What Is a LinkedIn Showcase Page and How It Works

A LinkedIn Showcase Page is a sub-page linked to your main Company Page that highlights a specific brand, business unit, or initiative. Think of it as a dedicated channel for a particular audience segment, letting you post content tailored to people who care about one part of your business without cluttering your main page’s feed.

How Showcase Pages Work

Every Showcase Page is tied to a parent Company Page. You can’t create one without having a Company Page first, and each Showcase Page can only be associated with one parent. The relationship is visible to visitors: your Showcase Pages appear on your main Company Page, and the Showcase Page itself links back to the parent.

Despite that connection, the two pages operate independently in important ways. Followers and follower counts are completely separate. If your Company Page has 50,000 followers, your new Showcase Page starts at zero. You can’t migrate or carry over followers from the parent page. People need to find and follow the Showcase Page on its own.

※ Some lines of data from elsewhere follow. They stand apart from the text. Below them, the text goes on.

PR #696, opened 2025-07-08
Support mapping host memory into the guest

### LINKED ISSUE #666: Add support for mapping a host memory region into a guest physical memory slot
This is a missing primitive that will be useful for zero-copy file I/O into the sandbox.

syntactically:
Fixes #666


src/hyperlight_guest_bin/src/exceptions/handler.rs
```diff
@@ -21,20 +21,86 @@ use hyperlight_common::flatbuffer_wrappers::guest_error::ErrorCode;
...
-        page_fault_address, stack_pointer
+        "Exception vector: {:#}\n\
+         Faulting Instruction: {:#x}\n\
+         Page Fault Address: {:#x}\n\
+         Error code: {:#x}\n\
+         Stack Pointer: {:#x}",
+        exception_number, saved_rip, page_fault_address, error_code, stack_pointer
     );
 
+    if exception_number < 31 {
```
jprendes, line 90: Could you add a small comment on what `< 31` means? and why `<handler_t>(...) == true` causes an early return?

src/hyperlight_host/src/sandbox/initialized_multi_use.rs
```diff
@@ -173,6 +181,81 @@ impl MultiUseSandbox {
...
+        unsafe { self.vm.map_region(rgn) }?;
+        self.mem_mgr.unwrap_mgr_mut().mapped_rgns += 1;
+        Ok(())
+    }
+
+    /// Map the contents of a file into the guest at a particular address
+    ///
+    /// Returns the length of the mapping
+    #[instrument(err(Debug), skip(self, _fp, _guest_base), parent = Span::current())]
+    pub(crate) fn map_file_cow(&mut self, _fp: &Path, _guest_base: u64) -> Result<u64> {
```
dblnz, line 218: This will be used only for already parsed files, right?

dblnz (commented):
Overall it looks good to me, but I think someone with more expertise on the guest paging setup should have a look.

src/hyperlight_host/src/sandbox/initialized_multi_use.rs
syntactically: What do you mean by "parsed"?

src/hyperlight_guest_bin/src/paging.rs
```diff
@@ -0,0 +1,233 @@
...
+/// A helper structure indicating that a particular PTE needs to be
+/// modified
+struct MapResponse {
+    entry_ptr: *mut u64,
+    vmin: *mut u8,
+    len: u64,
+}
+
+/// Assumption: all are page-aligned
+pub unsafe fn map_region(phys_base: u64, virt_base: *mut u8, len: u64) {
```
jprendes, line 56: I don't think I know enough to review this file, but from afar it LGTM.
Plus, tests pass, so... there's that! :-D

src/hyperlight_host/src/hypervisor/kvm.rs
```diff
@@ -493,6 +493,21 @@ impl Hypervisor for KVMDriver {
         Ok(())
     }
 
+    #[instrument(err(Debug), skip_all, parent = Span::current(), level = "Trace")]
+    unsafe fn map_region(&mut self, _rgn: &MemoryRegion) -> Result<()> {
+        log_then_return!("Mapping host memory into the guest not yet supported on this platform");
```
jprendes, line 498: We should add a TODO here, or even better, create a GH issue :-)

src/hyperlight_host/src/sandbox/initialized_multi_use.rs
```diff
@@ -173,6 +181,81 @@ impl MultiUseSandbox {
...
+                libc::O_RDWR,
+            );
+            if fd < 0 {
+                log_then_return!("open error: {:?}", std::io::Error::last_os_error());
+            }
+            let mut st = MaybeUninit::<libc::stat>::uninit();
+            libc::fstat(fd, st.as_mut_ptr());
+            let st = st.assume_init();
+            let page_size = page_size::get();
+            let size = (st.st_size as usize).div_ceil(page_size) * page_size;
```
jprendes: Can we rust's `std::fs::File`, [`AsFd::as_fd`](https://doc.rust-lang.org/std/os/fd/trait.AsFd.html#tymethod.as_fd), and [`MetadataExt::st_size`](https://doc.rust-lang.org/std/os/linux/fs/trait.MetadataExt.html#tymethod.st_size) instead?

src/hyperlight_host/src/sandbox/initialized_multi_use.rs
```diff
@@ -173,6 +181,81 @@ impl MultiUseSandbox {
...
+            let base = libc::mmap(
+                std::ptr::null_mut(),
+                size,
+                libc::PROT_READ | libc::PROT_WRITE | libc::PROT_EXEC,
+                libc::MAP_PRIVATE,
+                fd,
+                0,
+            );
+            if base == libc::MAP_FAILED {
+                log_then_return!("mmap error: {:?}", std::io::Error::last_os_error());
```
jprendes, line 236: This is leaking the `fd` in case of failure, right?

jprendes (approved):
LGTM.
Don't know if you want to wait for more reviews or not.
AFAICT this only adds functionality and doesn't change any existing behaviour, so I'm ok if you want to merge it.
It gives me confidence that all tests are passing :-)

Could you create an issue to add tests for it?

src/hyperlight_host/src/sandbox/initialized_multi_use.rs
```diff
@@ -173,6 +181,81 @@ impl MultiUseSandbox {
...
+    ///
+    /// `rgn.region_type` is ignored, since guest PTEs are not created
+    /// for the new memory.
+    ///
+    /// It is the caller's responsibility to ensure that the host side
+    /// of the region remains intact and is not written to until this
+    /// mapping is removed, either due to the destruction of the
+    /// sandbox or due to a state rollback
+    #[instrument(err(Debug), skip(self, rgn), parent = Span::current())]
+    pub unsafe fn map_region(&mut self, rgn: &MemoryRegion) -> Result<()> {
```
jprendes, line 197: I'm wondering if this is the right API.
Should the sandbox own the mapped memory? Maybe taking it as `Vec<u8>` or `&[u8]`?
Happy to go with this version, just leaving the questions here, we can always change the API in a different PR.

src/hyperlight_host/src/sandbox/initialized_multi_use.rs
dblnz: Do we want to allow files being mapped directly into the guest without them being checked?
I don't think it is the case, but for the guest binary provided as path, that would not be ok to be mapped directly without it being parsed.
Or maybe I don't understand the usecase?

src/hyperlight_host/src/sandbox/initialized_multi_use.rs
syntactically: > Should the sandbox own the mapped memory?

The main point of this API is to let us choose to expose some memory from somewhere else into the sandbox, thereby achieving zerocopy!

src/hyperlight_host/src/sandbox/initialized_multi_use.rs
syntactically: Good catch. I think there is another problem here actually where even in the success case the mapped region is never unmapped, but this API isn't actually all that useful (at least yet) due to the performance implications of using a new mmap each time on mshv, so I am just going to create an issue to remind myself about that and will deal with it in a follow up in the next week or two.

src/hyperlight_host/src/sandbox/initialized_multi_use.rs
syntactically: Done

src/hyperlight_host/src/hypervisor/kvm.rs
syntactically: Yes, I was planning to create an issue.

src/hyperlight_guest_bin/src/exceptions/handler.rs
syntactically: Done

src/hyperlight_host/src/sandbox/initialized_multi_use.rs
```diff
@@ -173,6 +181,75 @@ impl MultiUseSandbox {
...
+    /// Map a region of host memory into the sandbox.
+    ///
+    /// Depending on the host platform, there are likely alignment
+    /// requirements of at least one page for base and len.
+    ///
+    /// `rgn.region_type` is ignored, since guest PTEs are not created
+    /// for the new memory.
+    ///
+    /// It is the caller's responsibility to ensure that the host side
+    /// of the region remains intact and is not written to until this
```
qbradley, line 193: Is the requirement that the memory "is not written to" because this could introduce race conditions between host and guest?  Or is there something about the mapping that can be damaged by writing to the memory?

syntactically: I wrote that partly due to the race issue and partly because I haven't thought out the case with writes in full detail since it isn't necessary for the first use. It definitely might be possible to relax that language in the future.

src/hyperlight_guest_bin/src/paging.rs
```diff
@@ -0,0 +1,252 @@
...
+    MapRequest {
+        table_base: page_addr,
+        vmin: x.vmin,
+        len: x.len,
+    }
+}
+
+/// Map a normal memory page
+///
+/// TODO: support permissions; currently mapping is always RWX
```
jsturtevant, line 179: Should we be allow all permissions by default?

src/hyperlight_host/src/sandbox/initialized_multi_use.rs
syntactically: On MSHV, the mappings feel a little delicate to me because they are all `pin_user_pages()`'d. Right now, they are always pinned with `FOLL_WRITE`, which probably means that it's acceptable to write to them from userspace even if the MSHV mapping is readonly, but I'm not 100% sure if that is always true/will always stay that way.

jprendes (approved):
LGTM

src/hyperlight_host/src/sandbox/initialized_multi_use.rs
syntactically: This isn't used for the guest binaries (yet, although hopefully we can use a similar-ish mechanism for snapshots). This is just used for mapping bulk data in zerocopy readonly, like the wasm binary which is parsed and set up by wasmtime inside the sandbox.

src/hyperlight_host/src/sandbox/initialized_multi_use.rs
syntactically: Marking this as resolved so that this can merge, but feel free to reach out!

src/hyperlight_host/src/sandbox/initialized_multi_use.rs
jsturtevant: Did we create an issue for this?  What is the correct way to make sure the mapped regions aren't leaked?

syntactically: Yes, there is an issue #700

src/hyperlight_guest_bin/src/paging.rs
syntactically: I think that the only users of this don't benefit from that right now, but I think it would be good to change that at the same time as #701 is fixed.

syntactically:
> It would be nice to see some tests or examples to verify the use of this new functionality

See #698, #699, and hyperlight-dev/hyperlight-wasm#102

src/hyperlight_guest_bin/src/paging.rs
jsturtevant: making a not for myself as well, this is on the guest side

PR #697, opened 2025-07-08
Remove sandbox evolving and devolving and replace it with snapshotting API.

jprendes:
This PR introduces a first version of the snapshot API.

The current implementation doesn't play very nicely with memory mapping. This is because restoring a snapshot will not restore the mapped memory. As this PR already introduces many other changes, I would prefer to keep fixing the interaction with memory mapping to a different PR.

I recommend reviewing it commit by commit. Each commit should be fairly self contained.

This PR introduces a public snapshot API.
As a result, a sandbox is not automatically snapshotted and restored anymore. It has to be triggered by the user instead.
Before we were snapshotting a sandbox when evolving it, and restoring it after each guest call.
As a result, we do not need the evolve / devolve mechanism anymore.
Evolving allowed us to persist changes in a sandbox, now this happens with all guest calls.
Devolving was not being used anywhere AFAIK.
As the evolving/devolving API is removed, we don't need the transition metadata anymore (which was used by evolving), and neither the noop transition.
We can also remove the Sandbox trait that by this point has lost all but one of its methods, which can be easily inlined in the only place where it was used.
We don't need the call context anymore either.

### DIFF
--- a/src/hyperlight_host/examples/func_ctx/main.rs
+++ b/src/hyperlight_host/examples/func_ctx/main.rs
@@ -14,39 +14,28 @@ See the License for the specific language governing permissions and
 limitations under the License.
 */
 
-use hyperlight_host::sandbox::{MultiUseSandbox, UninitializedSandbox};
-use hyperlight_host::{GuestBinary, Result};
+use hyperlight_host::GuestBinary;
+use hyperlight_host::sandbox::UninitializedSandbox;
 use hyperlight_testing::simple_guest_as_string;
 
 fn main() {
     // create a new `MultiUseSandbox` configured to run the `simpleguest.exe`
     // test guest binary
-    let mut sbox1: MultiUseSandbox = {
-        let path = simple_guest_as_string().unwrap();
-        let u_sbox = UninitializedSandbox::new(GuestBinary::FilePath(path), None).unwrap();
-        u_sbox.evolve()
-    }
-    .unwrap();
+    let path = simple_guest_as_string().unwrap();
+    let mut sbox = UninitializedSandbox::new(GuestBinary::FilePath(path), None)
+        .unwrap()
+        .evolve()
+        .unwrap();
 
-    // create a new call context from the sandbox, then do some calls with it.
-    do_calls(&mut sbox1).unwrap();
-
-    // create a new call context from the returned sandbox, then do some calls
-    // with that one
-    do_calls(&mut sbox1).unwrap();
-}
-
-/// Given a `MultiUseGuestCallContext` derived from an existing
-/// `MultiUseSandbox` configured to run the `simpleguest.exe` test guest
-/// binary, do several calls against that binary, print their results, then
-/// call `ctx.finish()` and return the resulting `MultiUseSandbox`. Return an `Err`
-/// if anything failed.
-fn do_calls(sbox: &mut MultiUseSandbox) -> Result<()> {
-    let res: String = sbox.call_guest_function_by_name("Echo", "hello".to_string())?;
+    // Do several calls against a sandbox running the `simpleguest.exe` binary,
+    // and print their results
+    let res: String = sbox
+        .call_guest_function_by_name("Echo", "hello".to_string())
+        .unwrap();
     println!("got Echo res: {res}");
 
-    let res: i32 = sbox.call_guest_function_by_name("CallMalloc", 200_i32)?;
+    let res: i32 = sbox
+        .call_guest_function_by_name("CallMalloc", 200_i32)
+        .unwrap();
     println!("got CallMalloc res: {res}");
-
-    Ok(())
 }
--- a/src/hyperlight_host/src/mem/mgr.rs
+++ b/src/hyperlight_host/src/mem/mgr.rs
@@ -263,7 +263,7 @@ where
         SharedMemorySnapshot::new(&mut self.shared_mem, self.mapped_rgns)
     }
 
-    /// This function restores a memory snapshot the given snapshot.
+    /// This function restores a memory snapshot from a given snapshot.
     ///
     /// Returns the number of memory regions mapped into the sandbox
     /// that need to be unmapped in order for the restore to be


src/hyperlight_host/src/sandbox/initialized_multi_use.rs
```diff
@@ -460,18 +447,13 @@ mod tests {
 
         let snapshot = sbox.snapshot().unwrap();
 
-        let func = Box::new(|call_ctx: &mut MultiUseGuestCallContext| {
-            call_ctx.call::<i32>("AddToStatic", 5i32)?;
-            Ok(())
-        });
-        let transition_func = MultiUseContextCallback::from(func);
-        let mut sbox = sbox.evolve(transition_func).unwrap();
+        sbox.persist_call_guest_function_by_name::<i32>("AddToStatic", 5i32).unwrap();
```
dblnz: Nit:
```suggestion
let _ = sbox.persist_call_guest_function_by_name::<i32>("AddToStatic", 5i32).unwrap();
```

src/hyperlight_host/src/sandbox/initialized_multi_use.rs
```diff
@@ -213,7 +195,7 @@ impl MultiUseSandbox {
                 args.into_value(),
             );
             let ret = Output::from_value(ret?);
-            self.mem_mgr.unwrap_mgr_mut().push_state()?;
+            self.mem_mgr.unwrap_mgr_mut().push_state().unwrap();
```
dblnz: Do we really want to panic here in case of an Err?
Shouldn't a `?` suffice?
```suggestion
            self.mem_mgr.unwrap_mgr_mut().push_state()?;
```

src/hyperlight_host/tests/common/mod.rs
```diff
@@ -34,9 +35,12 @@ pub fn new_uninit() -> Result<UninitializedSandbox> {
 
 /// Use this instead of the `new_uninit` if you want your test to only run with the rust guest, not the c guest
 pub fn new_uninit_rust() -> Result<UninitializedSandbox> {
+    let mut cfg = SandboxConfiguration::default();
+    cfg.set_input_data_size(112 * 500 + 7); // 1 MiB
```
dblnz: Why do we need this set input data size?

src/hyperlight_host/src/sandbox/initialized_multi_use.rs
```diff
@@ -318,35 +300,43 @@ impl MultiUseSandbox {
...
+            check_for_guest_error(self.get_mgr_wrapper_mut())?;
+
+            self
+                .get_mgr_wrapper_mut()
+                .as_mut()
+                .get_guest_function_call_result()
+        })();
+
+        // TODO: Do we want to allow re-entrant guest function calls?
+        self.get_mgr_wrapper_mut().as_mut().clear_io_buffers();
```
dblnz, line 253: Why is this needed?
Shouldn't all the data from the IO buffers have already been retrieved? This is for sending parameters/results over.
Maybe I'm missing something

dblnz (commented):
Great work, @jprendes!
I like when I see more code removed than it was added 😃 
The PR description is a bit confusing, mentioning the removal of evolve/devolve APIs, but there is still `evolve`ing involved 😄  

I left some comments here and there where I didn't understand something.

**NOTE**: Some of the comments may be outdated as I reviewed each commit.

src/hyperlight_host/src/sandbox/initialized_multi_use.rs
jprendes: > Shouldn't all the data from the IO buffers have already been retrieved?

Normally yes, but in the case of an abnormal termination (e.g., host killing the guest), that's not the case.
Before it was not an issue because we always restored the guest memory, effectively resetting the I/O buffer.

src/hyperlight_host/src/sandbox/initialized_multi_use.rs
jprendes: I think that was a leftover from some debugging.
That line is removed by a later commit anyway.
Do you have a strong preference on fixing the intermediate commit?

jprendes:
> but there is still `evolve`ing involved

Haha, yes, indeed. At lest the traits are not there anymore.
I would like to change that method name to `initialize`, but that's used all over the place.
Because of that I think that one should go on it's own PR.

src/hyperlight_host/tests/common/mod.rs
jprendes: Good catch, let me look into it.

src/hyperlight_host/src/mem/mgr.rs
```diff
@@ -265,56 +259,28 @@ where
         }
     }
 
-    /// this function will create a memory snapshot and push it onto the stack of snapshots
```
ludfjig, line 268: Love this simplification!

src/hyperlight_host/src/mem/mgr.rs
```diff
@@ -555,4 +519,25 @@ impl SandboxMemoryManager<HostSharedMemory> {
             self.layout.sandbox_memory_config.get_output_data_size(),
         )
     }
+
+    pub(crate) fn clear_io_buffers(&mut self) {
```
ludfjig, line 523: 👍

ludfjig (approved):
LGTM

src/hyperlight_host/src/mem/mgr.rs
```diff
@@ -265,10 +265,33 @@ where
         }
     }
 
+    pub(crate) fn snapshot(&mut self) -> Result<SharedMemorySnapshot> {
+        SharedMemorySnapshot::new(&mut self.shared_mem, self.mapped_rgns)
+    }
+
+    
+    /// This function restores a memory snapshot the given snapshot.
```
jsturtevant: ```/// This function restores a memory snapshot from a given snapshot.```

src/hyperlight_host/src/sandbox/initialized_multi_use.rs
jprendes: Fixed

src/hyperlight_host/tests/common/mod.rs
jprendes: IIRC, this is a left over from debugging the issue that led me to introduce the `clear_io_buffers`.
Basically, if the guest function call ends abnormally, the io buffer doesn't get completely flushed.
The `interrupt_same_thread` test repeatedly calls a guest function that gets killed from the host, and eventually filled up the io buffer.
I'll revert this change.

src/hyperlight_host/tests/integration_test.rs
```diff
@@ -688,22 +686,10 @@ fn execute_on_heap() {
     }
 }
 
-#[test]
-fn memory_resets_after_failed_guestcall() {
-    let mut sbox1 = new_uninit_rust().unwrap().evolve(Noop::default()).unwrap();
```
ludfjig, line 693: Is this test removed because memory doesn't reset anymore?

ludfjig (dismissed):

src/hyperlight_host/examples/func_ctx/main.rs
```diff
@@ -24,32 +23,32 @@ use hyperlight_testing::simple_guest_as_string;
...
     }
     .unwrap();
 
     // create a new call context from the sandbox, then do some calls with it.
-    let ctx1 = sbox1.new_call_context();
-    let sbox2 = do_calls(ctx1).unwrap();
+    do_calls(&mut sbox1).unwrap();
+
     // create a new call context from the returned sandbox, then do some calls
     // with that one
```
jsturtevant: is this comment old?  What was this test doing previously?  It looks like now we just call the same sandbox twice, Did we need to verify anything in between or after?

src/hyperlight_host/examples/func_ctx/main.rs
```diff
@@ -24,32 +23,32 @@ use hyperlight_testing::simple_guest_as_string;
...
-    let ctx2 = sbox2.new_call_context();
-    do_calls(ctx2).unwrap();
+    do_calls(&mut sbox1).unwrap();
 }
 
 /// Given a `MultiUseGuestCallContext` derived from an existing
```
jsturtevant: update this comment

src/hyperlight_host/tests/integration_test.rs
jprendes: Correct

ludfjig (approved):

src/hyperlight_host/src/func/call_ctx.rs
```diff
@@ -1,235 +0,0 @@
...
-    /// (AKA: producers) to make batches of calls.
-    ///
-    /// Upon receipt of a message to execute a batch, a new
-    /// `MultiUseGuestCallContext` is created in the receiver thread from the
-    /// existing `MultiUseSandbox`, and the batch is executed.
-    ///
-    /// After the batch is complete, the `MultiUseGuestCallContext` is done
-    /// and it is converted back to the underlying `MultiUseSandbox`
-    #[test]
-    fn test_multi_call_multi_thread() {
```
jsturtevant, line 169: do we need some tests that cover multi threading? Maybe not with the multiusecallcontext but in general?

src/hyperlight_host/benches/benchmarks.rs
```diff
@@ -43,13 +43,15 @@ fn guest_call_benchmark(c: &mut Criterion) {
...
+    group.bench_function("guest_call_with_restore", |b| {
+        let mut sbox = create_multiuse_sandbox();
+        let snapshot = sbox.snapshot().unwrap();
 
         b.iter(|| {
-            sandbox
-                .call_guest_function_by_name::<String>("Echo", "hello\n".to_string())
-                .unwrap()
+            sbox
+                .call::<String>("Echo", "hello\n".to_string())
```
jsturtevant: Whats the difference between `call` and `call_guest_function_by_name`?  I see them both being used and its not clear to me when I would use one over the other

src/hyperlight_host/tests/integration_test.rs
jsturtevant: do we have a test that makes sure the memory is reset when manually done?

src/hyperlight_host/benches/benchmarks.rs
```diff
@@ -38,24 +36,20 @@ fn guest_call_benchmark(c: &mut Criterion) {
...
+    group.bench_function("guest_call_with_restore", |b| {
+        let mut sbox = create_multiuse_sandbox();
+        let snapshot = sbox.snapshot().unwrap();
 
         b.iter(|| {
-            sandbox
-                .call_guest_function_by_name::<String>("Echo", "hello\n".to_string())
-                .unwrap()
+            sbox.call::<String>("Echo", "hello\n".to_string()).unwrap();
+            sbox.restore(&snapshot).unwrap();
```
jsturtevant, line 52: How do we ensure when someone upgrades to this new api that they don't assume that memory was already restored when it actually wasn't?  Is that a concern?

src/hyperlight_host/benches/benchmarks.rs
jprendes: `call` is the uses the `Callable` trait, and just calls `call_guest_function_by_name`.
Eventually I would like to remove that trait, and rename `call_guest_function_by_name` -> `call`.
But right now the `Callable` trait is used (don't remember exactly where), so I'd prefer leaving it for now.

jprendes: In short, if `Callable` is in scope, you can you `call` or `call_guest_function_by_name` interchangeably.

src/hyperlight_host/benches/benchmarks.rs
jprendes: It is a concern.
I think we need good communication.
Also renaming the method would help bring the change to attention.

src/hyperlight_host/examples/func_ctx/main.rs
jprendes: Not sure what was the actual point of this test before.
But I agree it doesn't seem to be very useful.
I think we can safely simplify this to run `do_calls` only once, and even inline it.

src/hyperlight_host/examples/func_ctx/main.rs
jprendes: done

src/hyperlight_host/src/func/call_ctx.rs
jprendes: The removed test wasn't even testing multi threading on the sandbox.
All requests were queued and handled from only one thread.
I don't think we need any specific thread for multithreading right now other than for interrupt_handler, which we do have.
I say this because the VM is single threaded, and we can only interact with it from a single thread at a time.

src/hyperlight_host/benches/benchmarks.rs
jprendes: Maybe we can leave a function called `call_guest_function_by_name` that does do snapshotting and restoring, and mark it as deprecated with intruction to move to `new_less_fancy_call_guest_function_by_name` (or maybe just `call_guest`)

src/hyperlight_host/benches/benchmarks.rs
jsturtevant: Thanks that helps!

src/hyperlight_host/benches/benchmarks.rs
jsturtevant: leaving the existing function and adding a new one that doesn't do this sounds reasonable to me.  I don't know that we would want/need to depreciate the old one unless we find its not useful. 

Clear rust docs here will help when someone is trying to decide between the two.  Having tests showing difference will help us make sure we are keeping the same behavior.

syntactically: Especially with the changes I am looking at, taking a snapshot can be _quite_ expensive and restoring a snapshot, while cheap (especially for a commonly-used snapshot), is still not free. I also think very few usage patterns will actually want to bundle together the "take snapshot/call function/restore snapshot" sequence in this exact way: especially given how expensive sandboxes are to create right now, the common usage pattern seems to be to keep around a pool of sandboxes and then whenever you need to run something for a tenant, restore that tenant's snapshot image into it, run one or possibly several function calls, and then put the sandbox back into the pool ready to have something else restored into it. None of those function calls benefit from an unconditional snapshot/restore around them---you end up snapshotting either "the state you just restored to" (not very useful) or "some random intermediate state that you will throw away after this request/batch of requests", and you end up restoring to a tenant's "ready to handle a new request" configuration just before putting the sandbox in the pool and then restoring it again from a different tenant's image.

I think that leaving this around with the "obvious" name but a function that usually isn't what you want will be quite a trap for people, and so I would really favour getting rid of the old function and encouraging people to move fully to the new API. (To the extent that I might even prefer the old function just error unconditionally for a couple of releases over just marking it as deprecated).

src/hyperlight_host/benches/benchmarks.rs
syntactically: @jprendes The Callable is used in the macros to abstract over registering functions on a core hyperlight sandbox vs on a Wasm sandbox (or in the future some other guest-specific sandbox type), since the host side of the macros is presently the exact same.

src/hyperlight_host/benches/benchmarks.rs
jprendes: I created an issue so that we address this before the next release: #714

src/hyperlight_host/src/sandbox/initialized_multi_use.rs
syntactically: Is it worth only doing this on an Err return?

src/hyperlight_host/src/sandbox/initialized_multi_use.rs
```diff
@@ -260,56 +207,52 @@ impl MultiUseSandbox {
...
-            .as_mut()
-            .write_guest_function_call(&buffer)?;
-
-        self.vm.dispatch_call_from_host(
-            self.dispatch_ptr.clone(),
-            self.out_hdl.clone(),
-            self.mem_hdl.clone(),
-            #[cfg(gdb)]
-            self.dbg_mem_access_fn.clone(),
-        )?;
```
syntactically, line 305: Why is this closure necessary?

syntactically (approved):
Looks good to me apart from some very minor comments.

I agree with @jsturtevant that there is some worry about whether code will continue compiling but do something different, which would be extremely unfortunate.  However, I would like to get this merged so that it can unblock other work that would ideally be (re)based on top of this, so I personally at least am happy to leave working out the exact details of what should be done there to a follow-up issue that we consider a blocker for release.

src/hyperlight_host/src/sandbox/initialized_multi_use.rs
jprendes: Good idea. I will create an issue.

jprendes: #715

src/hyperlight_host/src/sandbox/initialized_multi_use.rs
jprendes: I want to make sure we call the cleanup code before returning and:
* try blocks are still not a thing
* a struct with a Drop impl would need to keep a reference to self while the code needs to use &mut self.

I want try blocks 😕

src/hyperlight_host/src/sandbox/initialized_multi_use.rs
dblnz: I don't have strong preferences about this. I just commented as I reviewed it.
Good thing that it got solved.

Similarly, analytics and notifications are tracked separately, so you get a clean picture of how each Showcase Page performs without it mixing into your main page’s data.

One detail worth knowing: a Showcase Page only appears in LinkedIn search results for members who already follow it. That means discovery depends heavily on how you promote the page, whether through your main page, your content, or direct links.

When a Showcase Page Makes Sense

Showcase Pages work best when a segment of your audience has genuinely different interests from the rest of your followers. A technology company with both a cloud computing division and a cybersecurity division might create a Showcase Page for each, since someone following you for cloud infrastructure updates may not want a feed full of cybersecurity content. The same logic applies to distinct product lines, charitable initiatives, or major programs that have their own identity and audience.

LinkedIn specifically recommends against creating Showcase Pages for individual countries or regions. Instead, you can geo-target organic posts from your main page to reach audiences in specific locations without fragmenting your follower base. The platform also warns against over-fragmenting your audience in general. If you’re thinking about building more than ten Showcase Pages, consider grouping them into broader categories rather than creating one for every product or team.

Creating a Showcase Page

You need super admin access to the parent Company Page. From the admin view, click “Create” in the upper-left corner, then select “Create a Showcase Page” from the dropdown. You’ll enter the parent page as the associated organization and fill in the required details like the page name, description, and logo.

LinkedIn allows up to 25 Showcase Pages per parent Company Page. There’s also a daily creation limit to prevent spam, so if you hit an error, wait at least 24 hours before trying again. In practice, most organizations need far fewer than 25. A handful of well-maintained pages will outperform a large number of neglected ones.

Building an Audience From Scratch

Because followers don’t transfer from your parent page, growing a Showcase Page takes deliberate effort. Start by announcing the new page through your main Company Page’s feed. Include a direct link so followers interested in that topic can find it immediately. Employees who work in the relevant business unit can follow and share content from the Showcase Page to extend its reach within their own networks.

Content consistency matters more here than on a main page. Someone who follows a Showcase Page has signaled a specific interest. Posting off-topic content or going quiet for weeks will cost you followers faster than it would on a general Company Page where expectations are broader. Aim for a regular posting cadence with content that delivers on the promise of the page’s focus area.

Showcase Pages vs. Your Main Company Page

Your Company Page represents your entire organization. It’s where you share company-wide news, culture content, job postings, and broad updates. Showcase Pages exist to serve narrower audiences with more targeted content. Both offer analytics, posting capabilities, and follower engagement, but they track everything independently.

If your organization only has one product line or a relatively uniform audience, a Showcase Page probably adds complexity without much benefit. The real value comes when you have distinct audience segments that would be better served by their own content stream. Before creating one, ask whether the audience is large enough and different enough to justify splitting your content efforts. Every Showcase Page you create is another page that needs regular attention and fresh content to stay useful.